Habertürk
    Takipde Kalın!
      Günlük gelişmeleri takip edebilmek için habertürk uygulamasını indirin

        İNGİLTERE Kraliçesi İkinci Elizabeth'in "elmas jübile"si, yani tahta çıkışının 60. yıldönümü kutlamaları Londra'da dün başladı.

        Bir tantana bir tantana... Hazırlıkları üç sene önce başlayan kutlamalar, Kraliçe'nin sadece bu iş için imal edilmiş alt katı tren kompartımanı şeklindeki büyücek bir tekneye misafirleri ile binerek Thames Nehri'nde seyre çıkmasıyla başladı. Majestelerinin teknesine bin kadar irili ufaklı motor, bot, kayık, kürekli yahut küreksiz tekne ile eski buharlı gemiler refakat ederken, sahilde de yüzbinlerce İngiliz haykırıyor ve bayrak sallıyordu...

        Bu yazıyı yazmak üzere canlı yayınları seyretmeyi bırakıp bilgisayarımın başına geçtiğim sırada majesteleri yorgunluktan perişan olmuş vaziyette güverteden etrafa hâlâ gülücükler dağıtmakla, arada bir de el sallamakla meşgul idiler...

        TANTANA MERAKI

        Eski zamanların İngiliz İmparatorluğu'nun yerinde bugün yeller esiyor; İkinci Dünya Savaşı'ndan buyana Amerika'nın dümen suyuna girmiş bir İngiltere var!

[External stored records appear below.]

PR #5459, opened 2026-07-10
fix: Mark Flutter app tabs ready on non-web devices

### LINKED ISSUE #5454: Flutter app tab never leaves loading state on non-web devices when running serverpod start
When `serverpod start` launches a Flutter app on a non-web device the app's tab in the TUI never transitions to the running state, even after the app is fully built and running on the device.

- The status-line text keeps shimmering forever and never updates once the app is up.
- The loading spinner next to the app name (tab strip / launch panel) freezes mid-frame.
- The tab indicator never becomes the green "running" dot, and the status line never shows "App running".

FXschwartz:
When `serverpod start` launches a Flutter app on a non-web device (desktop or mobile), the app's tab in the TUI never left the loading state: the spinner froze, the status text kept shimmering forever.

The ready signal (`onReady`, which sets `tab.ready`) only fired when the daemon published a web URL. `flutterAppUrl` comes from the `app.webLaunchUrl` machine event, which only exists for web devices, so on any other device the tab stayed "launching" forever.

This PR signals ready from the daemon's `app.started` event, which fires on every device type:
- `FlutterProcess` gains an `onStarted` callback, invoked on `app.started`.
- `FlutterAppManager` funnels both ready sources through a `_signalReady` helper that fires `onReady` at most once per launch. 
- `isLaunching` is now keyed on the ready signal instead of URL publication.
- New `emits_desktop_machine_events.dart` shim with a manager test asserting `onReady` fires once with a null URL, plus a `FlutterProcess` unit test for `onStarted`.

Fixes #5454 

## Pre-launch Checklist

## Breaking changes
None

### DIFF
--- a/tools/serverpod_cli/lib/src/commands/start.dart
+++ b/tools/serverpod_cli/lib/src/commands/start.dart
@@ -376,7 +376,7 @@ Future<WatchLoopSetupResult> _setupWatchLoop({
   IOSink Function(FlutterAppConfig app)? flutterStderrSinkFor,
   void Function(FlutterAppConfig app)? onEnsureFlutterAppTab,
   void Function(FlutterAppConfig app, String stage)? onFlutterProgress,
-  void Function(FlutterAppConfig app, String url)? onFlutterReady,
+  void Function(FlutterAppConfig app, String? url)? onFlutterReady,
   void Function(FlutterAppConfig app)? onFlutterLaunchFailed,
   void Function(FlutterAppConfig app)? onFlutterStop,
   Future<void> Function(ServerProcess server)? onServerStart,
@@ -1142,7 +1142,9 @@ Future<void> _runTuiBackend({
       onFlutterReady: (app, url) {
         final tab = holder.state.appLogTabFor(app.id);
         if (tab != null) {
-          tab.url = url;
+          // Non-web devices publish no URL; the status line then falls back
+          // to its generic running label.
+          tab.url = url ?? tab.url;
           tab.ready = true;
           tab.stopped = false;
           holder.markDirty();
--- a/tools/serverpod_cli/lib/src/commands/start.dart
+++ b/tools/serverpod_cli/lib/src/commands/start.dart
@@ -1142,9 +1142,9 @@ Future<void> _runTuiBackend({
       onFlutterReady: (app, url) {
         final tab = holder.state.appLogTabFor(app.id);
         if (tab != null) {
-          // Non-web devices publish no URL; the status line then falls back
-          // to its generic running label.
-          tab.url = url ?? tab.url;
+          // Null on non-web devices, which publish no URL; the status line
+          // then falls back to its generic running label.
+          tab.url = url;
           tab.ready = true;
           tab.stopped = false;
           holder.markDirty();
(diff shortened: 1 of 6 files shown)


tools/serverpod_cli/lib/src/commands/start/flutter_process.dart
```diff
@@ -550,6 +557,7 @@ class FlutterProcess {
           }
         case 'app.started':
           _onProgress?.call('ready');
```
Crazelu: Should we remove this now that we have a dedicated `onStarted`?

tools/serverpod_cli/lib/src/commands/start.dart
```diff
@@ -1142,7 +1142,9 @@ Future<void> _runTuiBackend({
       onFlutterReady: (app, url) {
         final tab = holder.state.appLogTabFor(app.id);
         if (tab != null) {
-          tab.url = url;
+          // Non-web devices publish no URL; the status line then falls back
+          // to its generic running label.
+          tab.url = url ?? tab.url;
           tab.ready = true;
           tab.stopped = false;
           holder.markDirty();
```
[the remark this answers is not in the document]
FXschwartz: Done

tools/serverpod_cli/lib/src/commands/start/flutter_app_manager.dart
```diff
@@ -242,6 +248,9 @@ class FlutterAppManager {
         onProgress(runtime.app, stage);
         log.info('  ${runtime.app.name}: $stage');
       },
+      // Non-web devices never publish an `app.webLaunchUrl`, so `app.started`
+      // is their only launch-complete signal.
+      onStarted: () => _signalReady(runtime, process.flutterAppUrl),
```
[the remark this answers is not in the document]
FXschwartz: Done

tools/serverpod_cli/lib/src/commands/start/flutter_process.dart
FXschwartz: Yeah you are right, good simplification. Removed and `onStarted` is the only signal for `app.started` now.

tools/serverpod_cli/lib/src/commands/start/flutter_app_manager.dart
```diff
@@ -242,6 +248,13 @@ class FlutterAppManager {
         onProgress(runtime.app, stage);
         log.info('  ${runtime.app.name}: $stage');
       },
+      // Only non-web devices ready on `app.started`; web-server devices ready
+      // on URL publication, which `app.started` must never preempt.
+      onStarted:
```
Crazelu: I didn't test this but my hunch is that the previous `ready` signal on `app.started` always happened after URL publication. If that's the case, should there be a distinction here about the device type? What if it is a different web device like chrome?

FXschwartz: Yeah I think you're right. I tested this against a live `flutter run -d web-server --machine` and `app.webLaunchUrl` comes in right before `app.started`, about 1ms apart in the same event.

Just to note that the old code never actually signaled ready on `app.started`, that event only updated the progress text. Ready only ever came from the URL publication, which is why non-web devices got stuck forever.

I've removed the device check and `onStarted` is wired unconditionally now! Since it passes the currently known `flutterAppUrl` and `_signalReady` dedupes, web devices still get their URL either way.

Crazelu (approved):
🚀

PR #5462, opened 2026-07-10
fix(cli): validate relation database actions

### LINKED ISSUE #5401: Using `onDelete=SetNull` on relations should require a nullable FK column
### Describe the bug

The Serverpod model analyzer does not validate that `onDelete=SetNull` (or `onUpdate=SetNull`) is compatible with the nullability of the foreign key column.

When a relation uses a non-optional object relation or an explicit non-nullable FK field with `SetNull`, `serverpod generate` succeeds and migrations are generated with `ON DELETE SET NULL` on a `NOT NULL` column. PostgreSQL rejects that constraint at migration time. The failure is deferred until migration/DDL instead of being caught during model validation.

### To reproduce

1. Create a model with a non-nullable explicit FK field and `onDelete=SetNull`:

```yaml
class: Parent
table: parent
fields:
  name: String
```
```yaml
class: Child
table: child
fields:
  parentId: int
  parent: Parent?, relation(field=parentId, onDelete=SetNull)
```

2. Run `serverpod generate`.
3. Observe that generation completes with no analyzer errors.
4. Run `serverpod create-migration` (or apply the migration to PostgreSQL).
5. Observe that PostgreSQL rejects the foreign key constraint because `ON DELETE SET NULL` is not allowed on a `NOT NULL` column.

For comparison, existing test models use nullable FK columns with `SetNull`, e.g. `arenaId: int?` in `tests/serverpod_test_server/lib/src/models/models_with_relations/nested_one_to_many/team.spy.yaml`.

### Expected behavior

The analyzer should report a validation error when either `onDelete=SetNull` or `onUpdate=SetNull` is used on a relation whose FK column is non-nullable.

Example error message:

> The field "parentId" must be nullable when using `onDelete=SetNull` (or `onUpdate=SetNull`).

This would match PostgreSQL semantics and fail fast at model definition time instead of at migration time.

### Library version

3.5.0-beta.10, but exists since a long time.

### Platform information

N/A

### Additional context

The same validation gap also applies to `onDelete=SetDefault` and `onUpdate=SetDefault`, but with different database rules than `SetNull`. PostgreSQL requires the FK column to have a database-level default; it does not require the column to be nullable. Serverpod still does not validate this — it accepts `SetDefault` whenever the enum value is valid and `onDelete` is on the FK-holding side, then emits `ON DELETE SET DEFAULT` regardless of whether the column actually has a SQL default.

That leads to invalid combinations passing analysis and failing at migration time, such as a non-nullable FK with no persist default (`parentId: int`) or with only a model default (`parentId: int, defaultModel=0`), since `_parseColumnDefault()` only uses `defaultPersistValue` and `defaultModel` alone does not produce a database default. A complete fix should treat `SetNull` and `SetDefault` as separate rules: `SetNull` requires a nullable FK column; `SetDefault` requires a database default on the FK column (`default` or `defaultPersist`, not `defaultModel` alone).

- [ ] I want to work on this

eukalpia:
Validates relation database actions against the resolved foreign-key column before migrations are generated.

For `SetNull`, the foreign-key database column must be nullable. For `SetDefault`, it must have a database-level default from `default` or `defaultPersist`; `defaultModel` alone is not sufficient because it only initializes Dart objects.

The validation resolves both explicit and implicitly generated foreign-key fields and covers `onDelete` and `onUpdate`. Database defaults are supported on direct foreign-key id relations, while remaining invalid on non-persisted object and list relation fields.

Fixes #5401

## Validation

- `dart format --output=none --set-exit-if-changed` on the changed Dart files
- `dart analyze` in `tools/serverpod_cli`
- `dart test test/analyzer/models/stateful_analyzer/model_validation/relation/relation_database_action_test.dart`
- `dart test test/analyzer/models/stateful_analyzer/model_validation/relation`
- `git diff --check`

## Pre-launch Checklist

- [x] I read the contribution guidelines and kept the change focused on one bug.
- [x] The code follows Dart formatting and style conventions.
- [x] The PR references the issue it fixes.
- [x] Relevant regression tests were added.
- [x] Existing and new relation analyzer tests pass.
- [x] No breaking API changes are introduced.

## Breaking changes

None.

### DIFF
--- a/tools/serverpod_cli/CHANGELOG.md
+++ b/tools/serverpod_cli/CHANGELOG.md
@@ -6,6 +6,7 @@
 - feat: Adds support for creating server only projects.
 - fix: Fixes `upsert` with `updateWhere` throwing on SQLite when conflicts are filtered out.
 - fix: Adds missing export of `DeepCollectionEquality` for shared models. Backported to 3.4.11.
+- fix: Validates `SetNull` and `SetDefault` relation actions against foreign key column constraints.
 - fix: Prevents the creation of orphaned images on subsequent IDP logins. Backported to 3.4.11.
 - refactor: Refines the serverpod start TUI app status, stop/close, and launcher.
 - chore: Changes the template to serve the Flutter web app under root if website is not enabled.
--- a/tools/serverpod_cli/lib/src/analyzer/models/validation/restrictions.dart
+++ b/tools/serverpod_cli/lib/src/analyzer/models/validation/restrictions.dart
@@ -537,9 +537,10 @@ class Restrictions {
     var definition = documentDefinition;
     if (definition is! ClassDefinition) return [];
 
-    var field = definition.findField(parentNodeName);
+    var relationField = definition.findField(parentNodeName);
+    var relation = relationField?.relation;
 
-    if (field?.relation?.isForeignKeyOrigin == false) {
+    if (relation?.isForeignKeyOrigin == false) {
       return [
         SourceSpanSeverityException(
           'The "$key" property can only be set on the side holding the foreign key.',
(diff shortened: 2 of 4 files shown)


eukalpia:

Eğitim ve sağlık sistemi geri kalmış memleketlerle mukayese edilemeyecek vaziyette, yani onlardan çok ilerilerde olsa bile senelerdir çatırdayan, hükümetleri birbirlerinden sadece malî sıkıntılar devralan ama dertlerin çaresinin de bir türlü bulunamadığı bir İngiltere...

        İngiltere'de bütün bunlara rağmen değişmeyen ve yerini hâlâ muhafaza eden tek birşey var: Tantana merakı!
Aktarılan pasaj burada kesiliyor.